Let us begin with a refrain developed in previous postings: value, sense, force. What follows will differentiate from the trite position that marketing pedagogy is a biopolitical project. That marketing seeks to goad life into mutation and habituation, and to raise the power of information to the nth degree seems almost obvious. This much is true of marketing: sensation-desire-information are its very lifeblood. By adding the participle “capturing” to the definition the authors show clearly that some mechanism (or abstract diagram) is necessary to assemble flows of communication with the production of consumer desire (cf. Virilio, Information Bomb 17). That is not a turgid sentence. It means simply this: that new media advertising builds on the machinery that came before it. Virilio in The Information Bomb tells us that advertising has shifted from the 20th century function of producing consumer desire to what he calls pure communication.

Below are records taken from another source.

PR #724, opened 2026-05-07
YDA-6927: add script to clean up obsolete AVUs from data request objects

claudisa-uu:
This PR adds a tool script to clean up obsolete AVUs from data request objects

### DIFF
--- a/tools/clean-up-datarequest-avus.r
+++ b/tools/clean-up-datarequest-avus.r
@@ -25,26 +25,29 @@ def remove_obsolete_avus(ctx, zone, dryrun):
                            "COLL_NAME, DATA_NAME, META_DATA_ATTR_NAME, META_DATA_ATTR_VALUE",
                            f"COLL_NAME like '/{zone}/home/datarequests%' AND DATA_NAME like '%datarequest%'")
 
-    if len(list(query)) > 0:
-        count = 0
-        for row in query:
-            coll, obj, attr, value = row[0], row[1], row[2], row[3]
-            if attr not in VALID_AVUS:
-                ctx.writeLine("stdout", f"Obsolete AVU found for object {coll}/{obj}: attribute '{attr}' with value '{value}'")
-                count += 1
+    count = 0
+    found_any = False
+    for row in query:
+        found_any = True
+        coll, obj, attr, value = row[0], row[1], row[2], row[3]
+        if attr not in VALID_AVUS:
+            ctx.writeLine("stdout", f"Obsolete AVU found for object {coll}/{obj}: attribute '{attr}' with value '{value}'")
+            count += 1
 
-                if not dryrun:
-                    ctx.writeLine("stdout", "Deleting...")
-                    msi.mod_avu_metadata(ctx, "-d", f"{coll}/{obj}", "rm", attr, value, "")
+            if not dryrun:
+                ctx.writeLine("stdout", "Deleting...")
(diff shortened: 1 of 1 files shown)


tools/clean-up-datarequest-avus.r
```diff
@@ -0,0 +1,90 @@
...
+
+# Get all datarequest data objects in the current zone
+def get_datarequest_objs(ctx, zone):
+    iter = genquery.Query(ctx,
+                          "COLL_NAME, DATA_NAME",
+                          f"COLL_NAME like '/{zone}/home/datarequest%'")
+
+    datarequest_objs = []
+    for row in iter:
+        if row[1] == "datarequest.json":
```
leonidastri: Suggestion: Maybe rename iter variable, so it does not shadow Python built-in iter()

tools/clean-up-datarequest-avus.r
```diff
@@ -0,0 +1,90 @@
...
+import genquery
+
+import msi
+
+VALID_AVUS = ['assignedForReview', 'endOfReviewPeriod', 'owner', 'reviewedBy', 'status', 'title']  # List of valid datarequest AVUs
+
+
+# Get all datarequest data objects in the current zone
+def get_datarequest_objs(ctx, zone):
+    iter = genquery.Query(ctx,
```
leonidastri: Suggestion: Maybe rename iter variable, so it does not shadow Python built-in iter()

leonidastri: For discussion: Could we combine these two genQueries into a single query that retrieves both the data objects and their AVUs in one pass? Right now we do one query to list objects and then an additional query per object to fetch metadata, which may become expensive on larger zones.

That said, the current split approach is quite readable, so it may not be worth changing unless this is expected to run against a large number of data request objects.

leonidastri (commented):
LGTM! The code is readable and easy to understand. I only have a few minor suggestions, though it depends on whether changing them is worthwhile, as some alternatives may make the code more complex and less readable.

tools/clean-up-datarequest-avus.r
claudisa-uu: I thought about making a single function to both fetch objects and delete AVUs when I was first implementing the script, but I found it more readable to keep them separate. It is true however that, with the current approach, the AVU query is called for every datarequest object that is found, so it might become expensive for larger environments. I have combined the queries into a single one for better efficiency, hopefully it's still readable.

tools/clean-up-datarequest-avus.r
```diff
@@ -0,0 +1,83 @@
...
+VALID_AVUS = ['assignedForReview', 'endOfReviewPeriod', 'owner', 'reviewedBy', 'status', 'title']  # List of valid datarequest AVUs
+
+
+# Remove all obsolete datarequest AVUs in the current zone
+def remove_obsolete_avus(ctx, zone, dryrun):
+    query = genquery.Query(ctx,
+                           "COLL_NAME, DATA_NAME, META_DATA_ATTR_NAME, META_DATA_ATTR_VALUE",
+                           f"COLL_NAME like '/{zone}/home/datarequests%' AND DATA_NAME like '%datarequest%'")
+
+    if len(list(query)) > 0:
```
leonidastri: I think we can remove this check

leonidastri:
LGTM!

PR #727, opened 2026-05-12
yda-external-user-sync- Replace is_admin with is_rodsadmin in external users sync for SRAM

kaur16:
yda-external-user-sync- Replace is_admin with is_rodsadmin in external users sync for SRAM


lwesterhof (approved):
LGTM

PR #733, opened 2026-05-18
YDA-6971: remove size column deposit overview

stsnel:
Calculating collection size synchronously takes too much time when there are large collection trees in pending deposits.


lwesterhof (approved):
LGTM

PR #735, opened 2026-05-19
YDA-6572: add workaround for correct total number of results in search page

claudisa-uu:
This PR adds a new query without offset or limit to get the correct total number of results from the search, as it seems that GenQuery's total_rows() function causes issues when a non-zero offset is provided.


lwesterhof:
Is probably fixed with https://github.com/UtrechtUniversity/yoda/pull/737

PR #739, opened 2026-05-26
YDA-6977: fix get user group function stats

stsnel:
This ensures that we don't exceed the maximum GenQuery size
when a non-rodsadmin user is viewing group statistics.


lwesterhof (approved):
LGTM!

PR #1075, opened 2025-07-22
feat(sdk): add i18n support

rsbh:
This PR adds i18n support in React SDK using https://github.com/i18next/react-i18next.
The existing app name and plan change messages have been migrated from config to translation data.
This also introduces terminology support, so the user can easily change the names of features in SDK.
eg. user can change `organization` to `Workspace`, `group` to `team`, etc.

Only `organization` terminology has been added in this PR.


rsbh:
Closin

PR #1086, opened 2025-07-30
feat(sdk): setup connect query and migrate authn calls

rsbh:
This PR sets up the connect-rpc client with [connect-query](https://github.com/connectrpc/connect-query-es) (wrapper of react-query).
The method definitions are coming from the `@raystack/proton/frontier` package.
The  `@raystack/proton/frontier` package is TypeScript code generated from the https://github.com/raystack/proton repo.

Following methods are migrated to connect-rpc method instead of fetch calls.
  1. ListAuthStrategies
  2. Authenticate
  3. AuthCallback
  4. GetOrganization
  5. AuthLogout

This PR also added `/hooks` entry path in `@raystack/frontier`, which exports the connect-query hooks and frontier service methods, so the consumer apps don't need to install `@raystack/proton` and `@connectrpc/connect-query` packages and just use the export from `@raystack/frontier/hooks`

The SDK demo app is also updated to use this. A proxy from `/frontier-connect` to the Frontier Connect server is also added in the Vite config.

### DIFF
--- a/sdks/js/packages/sdk-demo/src/pages/Callback.tsx
+++ b/sdks/js/packages/sdk-demo/src/pages/Callback.tsx
@@ -1,37 +1,40 @@
 import { useEffect, useCallback, Suspense } from 'react';
-import frontierClient from '@/api/frontier';
 import { Flex } from '@raystack/apsara/v1';
 import { useSearchParams, useNavigate } from 'react-router-dom';
 import useAuthRedirect from '@/hooks/useAuthRedirect';
+import { useMutation, FrontierServiceQueries } from '@raystack/frontier/hooks';
 
 function CallbackComponent() {
   const [searchParams] = useSearchParams();
   const navigate = useNavigate();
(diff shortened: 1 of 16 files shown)


sdks/js/packages/sdk-demo/src/pages/Callback.tsx
```diff
@@ -1,37 +1,40 @@
...
+import { useMutation, FrontierServiceQueries } from '@raystack/frontier/hooks';
 
 function CallbackComponent() {
   const [searchParams] = useSearchParams();
   const navigate = useNavigate();
 
-  const callFrontierCallback = useCallback(async () => {
-    const state = searchParams?.get('state');
-    const code = searchParams?.get('code');
+  const { mutateAsync: authCallback } = useMutation(
```
rohanchkrabrty: should this be used with useQuery here? since it's getting called on mount

PR #1088, opened 2025-07-31
feat(sdk): add customization provider to update terminology

rsbh:
This PR adds a customization provider in the SDK, allowing the consumer app to update the entity names according to their needs.
eg change `organization` to `workspace`, `team` to `group`, etc.
The customization provider also adds support for the consumer app to pass the app name in the SDK.

2 new hooks are added: `useTerminology` and `useMessages`.
- `useTerminology`: it will be used to display the entity name as per the consumer app. Options are available to change the word to lowercase, uppercase, and capital case. 
The consumer app must provide both singular and plural forms of the entity.
- `useMessages`- it will be used to show custom messages in the UI. like plan change messages, etc.

Only the `organization` entity has been updated to use the terminology.

In the future, we will update the other entities to use the new hook.


sdks/js/packages/core/react/hooks/useMessages.ts
```diff
@@ -0,0 +1,19 @@
+import { useContext } from 'react';
+import { get } from 'lodash';
+import {
+  CustomizationContext,
+  defaultCustomization
+} from '../contexts/CustomizationContext';
+
+export const useMessages = () => {
+  const context = useContext(CustomizationContext);
+  const config = context || defaultCustomization;
```
rohanchkrabrty, line 10: make this into a hook and export it from `CustomizationContext` file

```ts
useCustomizationContext() => {
 const context = useContext(CustomizationContext);
 return context || defaultCustomization;
}
```

sdks/js/packages/core/react/hooks/useTerminology.ts
```diff
@@ -0,0 +1,58 @@
...
+      terminology.project!.singular,
+      terminology.project!.plural
+    ),
+    team: createEntity(terminology.team!.singular, terminology.team!.plural),
+    member: createEntity(
+      terminology.member!.singular,
+      terminology.member!.plural
+    ),
+    user: createEntity(terminology.user!.singular, terminology.user!.plural),
+    appName: createEntity(terminology.appName!, terminology.appName!)
```
rohanchkrabrty: can you convert this to reducer function which will loop over entities

sdks/js/packages/core/shared/types.ts
```diff
@@ -15,8 +15,21 @@ export interface FrontierClientBillingOptions {
   basePlan?: BasePlan;
 }
 
-export interface FrontierClientAPIPlatformOptions {
-  appName?: string;
+export interface FrontierClientCustomizationOptions {
+  terminology?: {
+    organization?: { singular: string; plural: string };
+    project?: { singular: string; plural: string };
+    team?: { singular: string; plural: string };
```
rohanchkrabrty: `{ singular: string; plural: string }`

this can be made into a reusable type

sdks/js/packages/core/react/hooks/useTerminology.ts
```diff
@@ -0,0 +1,58 @@
...
+      return text.toUpperCase();
+    case 'capital':
+      return text.charAt(0).toUpperCase() + text.slice(1).toLowerCase();
+    default:
+      return text;
+  }
+};
+
+const createEntity = (singular: string, plural: string): TerminologyEntity => {
+  return ({ plural: isPlural = false, case: caseType }: TerminologyOptions = {}) => {
```
rohanchkrabrty: can we put a default case for the `caseType` like lower or etc

rsbh: This is to return the entity name as it is

rohanchkrabrty (approved):

PR #1118, opened 2025-09-01
feat: add `audit_records` table with indexes and UUIDv7 generation function

AmanGIT07:


internal/store/postgres/migrations/20250901054744_create_audits_table.down.sql
```diff
@@ -0,0 +1,22 @@
+-- Drop indexes first
+DROP INDEX IF EXISTS idx_audit_records_idempotency_key;
+DROP INDEX IF EXISTS idx_audit_records_target;
+DROP INDEX IF EXISTS idx_audit_records_deleted;
+DROP INDEX IF EXISTS idx_audit_records_resource_metadata_gin;
+DROP INDEX IF EXISTS idx_audit_records_actor_metadata_gin;
+DROP INDEX IF EXISTS idx_audit_records_metadata_gin;
+DROP INDEX IF EXISTS idx_audit_records_request_id;
+DROP INDEX IF EXISTS idx_audit_records_org_resource;
+DROP INDEX IF EXISTS idx_audit_records_org_actor;
```
rohilsurana: lets remove ununsed indexes from here too

internal/store/postgres/migrations/20250901054744_create_audits_table.up.sql
```diff
@@ -0,0 +1,73 @@
...
+
+CREATE TABLE audit_records (
+    id UUID PRIMARY KEY DEFAULT uuid_generate_v7(),
+    idempotency_key UUID, -- Same key for bulk requests
+    event VARCHAR(255) NOT NULL,
+    actor_id UUID NOT NULL,
+    actor_type VARCHAR(50) NOT NULL,
+    actor_name VARCHAR(255) NOT NULL,
+    actor_metadata JSONB DEFAULT '{}',
+    resource_id UUID NOT NULL,
```
rohilsurana: lets make this as a varchar field as it might not necessarily be uuid

rohilsurana: same for target_id as well.

Since actor is only defined by frontier itself we can keep it as uuid

internal/store/postgres/migrations/20250901054744_create_audits_table.down.sql
AmanGIT07: Ahh. missed it. removed

internal/store/postgres/migrations/20250901054744_create_audits_table.up.sql
AmanGIT07: updated

rohilsurana (approved):

PR #1122, opened 2025-09-03
feat(Session): Fetch metadata in create session

paanSinghCoder:
This PR creates a util which fetches metadata from req.header and adds it to the DB during create session call.
1. Session Metadata Structure
- IP Address: Client's IP address (extracted from configurable header)
- Location: Country and city information (from CloudFront headers)
- Operating System: Detected from User-Agent string
- Browser: Detected from User-Agent string
2. Metadata Extraction Utility (pkg/utils/metadata.go)
- ExtractSessionMetadata() function that parses HTTP headers
- Configurable header names for IP, country, and city
- User-Agent parsing for OS and browser detection
- Support for major browsers (Chrome, Safari, Firefox, Edge, etc.)
- Support for major operating systems (Windows, macOS, Linux, iOS, Android, etc.)
Cloudfront docs: [https://docs.aws.amazon.com/AmazonCloudFront/latest/DeveloperGuide/adding-cloudfront-headers.html#cloudfront-headers-device-type](https://docs.aws.amazon.com/AmazonCloudFront/latest/DeveloperGuide/adding-cloudfront-headers.html#cloudfront-headers-device-type)


pkg/server/config.go
```diff
@@ -34,9 +34,17 @@ type UIConfig struct {
 	OrganizationTypes []string `yaml:"organization_types" mapstructure:"organization_types"`
 }
 
+type ConnectHeader struct {
```
rohilsurana: should we move these to session configurations? As these do not affect the connect protocol/server in any way.

pkg/server/config.go
```diff
@@ -34,9 +34,17 @@ type UIConfig struct {
...
+	ViewerAddress string `yaml:"viewer_address" mapstructure:"viewer_address" default:"CloudFront-Viewer-Address"`
+	ViewerCountry string `yaml:"viewer_country" mapstructure:"viewer_country" default:"CloudFront-Viewer-Country"`
+	ViewerCity    string `yaml:"viewer_city" mapstructure:"viewer_city" default:"CloudFront-Viewer-City"`
```
paanSinghCoder: Rename default to generic values instead of Cloudfront values. X-FRONTIER-IP, X-FRONTIER-COUNTRY, X-FRONTIER-CITY (in small).

paanSinghCoder: Rename `viewer_` to `client_`

pkg/server/connect_interceptors/metadata.go
```diff
@@ -0,0 +1,108 @@
...
+	return next
+}
+
+func (s *SessionMetadataInterceptor) WrapStreamingHandler(next connect.StreamingHandlerFunc) connect.StreamingHandlerFunc {
+	return next
+}
+
+func (s *SessionMetadataInterceptor) WrapUnary(next connect.UnaryFunc) connect.UnaryFunc {
+	return connect.UnaryFunc(func(ctx context.Context, req connect.AnyRequest) (connect.AnyResponse, error) {
+		metadata := make(map[string]any)
```
paanSinghCoder: Make metadata a struct.

pkg/server/connect_interceptors/metadata.go
```diff
@@ -0,0 +1,108 @@
...
+		}
+
+		ctx = consts.WithSessionMetadata(ctx, metadata)
+		return next(ctx, req)
+	})
+}
+
+func extractBrowser(userAgent string) string {
+	userAgent = strings.ToLower(userAgent)
+
```
paanSinghCoder: Make these functions support more OS/browsers.

internal/api/v1beta1connect/authenticate.go
```diff
@@ -112,8 +113,11 @@ func (h *ConnectHandler) AuthCallback(ctx context.Context, request *connect.Requ
 		return nil, connect.NewError(connect.CodeInternal, err)
 	}
 
+	// Extract session metadata from request headers
+	metadata := utils.ExtractSessionMetadata(ctx, request, h.metadataConfig)
```
AmanGIT07: `metadata` is an imported package. Will cause issues when we try to reference it later. we should rename this variable name

core/authenticate/config.go
```diff
@@ -54,6 +54,14 @@ type SessionConfig struct {
 	// Validity is the duration for which the session is valid
 	Validity time.Duration `mapstructure:"validity" yaml:"validity" default:"720h"`
 	Secure   bool          `mapstructure:"secure" yaml:"secure" default:"false"`
+	// Headers configuration for session metadata collection
+	Headers ConnectHeader `yaml:"headers" mapstructure:"headers"`
+}
+
+type ConnectHeader struct {
```
AmanGIT07: Can we rename it to something related to session like SessionMetadataHeaders?

internal/api/v1beta1connect/authenticate.go
```diff
@@ -112,8 +113,11 @@ func (h *ConnectHandler) AuthCallback(ctx context.Context, request *connect.Requ
...
+
 	// registration/login complete, build a session
-	session, err := h.sessionService.Create(ctx, response.User.ID)
+	session, err := h.sessionService.Create(ctx, response.User.ID, metadata)
```
AmanGIT07: Instead of accepting metadata as a param, can we not get it from context or header directly in the service?

internal/api/v1beta1connect/v1beta1connect.go
```diff
@@ -17,6 +18,7 @@ type ConnectHandler struct {
 	frontierv1beta1connect.UnimplementedFrontierServiceHandler
 
 	authConfig                       authenticate.Config
+	metadataConfig                   utils.MetadataConfig
```
AmanGIT07: why do we need this in the handler? Can we pass it to the session service during initialization?

pkg/utils/metadata.go
```diff
@@ -0,0 +1,137 @@
...
+	"connectrpc.com/connect"
+	"github.com/raystack/frontier/core/authenticate/session"
+)
+
+// MetadataConfig holds configuration for header names
+type MetadataConfig struct {
+	ClientIP      string
+	ClientCountry string
+	ClientCity    string
+}
```
AmanGIT07: can name it better like SessionMetadataConfig

pkg/utils/metadata.go
```diff
@@ -0,0 +1,137 @@
...
+	if city := req.Header().Get(config.ClientCity); city != "" {
+		metadata.Location.City = city
+	}
+
+	// OS and Browser (from User-Agent)
+	userAgent := req.Header().Get("User-Agent")
+	if userAgent != "" {
+		metadata.OS = extractOS(userAgent)
+		metadata.Browser = extractBrowser(userAgent)
+	}
```
AmanGIT07: can we take a look at this library to extract these data cleanly - https://github.com/mssola/useragent ?

core/authenticate/session/service.go
```diff
@@ -60,9 +61,14 @@ func (s Service) Create(ctx context.Context, userID string) (*Session, error) {
...
-		Metadata:        nil,
+		Metadata:        metadata,
+	}
+	err := s.repo.Set(ctx, sess)
+	if err != nil {
+		s.log.Warn("failed to create session", "err", err)
+		return nil, err
 	}
-	return sess, s.repo.Set(ctx, sess)
+	return sess, nil
```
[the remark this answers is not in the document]
paanSinghCoder: it was concise but there was no error handling present.

pkg/utils/metadata.go
paanSinghCoder: Should we install an external dependency just for this? In frontend, we usually avoid external packages unless very necessary. Do you see any added advantage to install an external lib?

internal/api/v1beta1connect/authenticate.go
paanSinghCoder: I think it would tightly couple the HTTP specific logic and make it difficult to test.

Facebook and the spacetime of Web 2.0 (the informatization of everything). Desire needs to be captured and entrained (a neutralizing-potentializing circuit) through and in the flow of information—in the mode of communication—itself. We are all entrepreneurs of the self, even and perhaps in a special way when we disavow that capitalism as the extraction of surplus value from the processes of the world is the destiny of posthumanity. In what sense is marketing pedagogy a biopolitical process? How does marketing situate itself vis a vis the production of desire in the interest of domination? The aim then is to produce mutations in habit that allow an unmediated experience of virtuality. The transvaluation of all values must value becoming.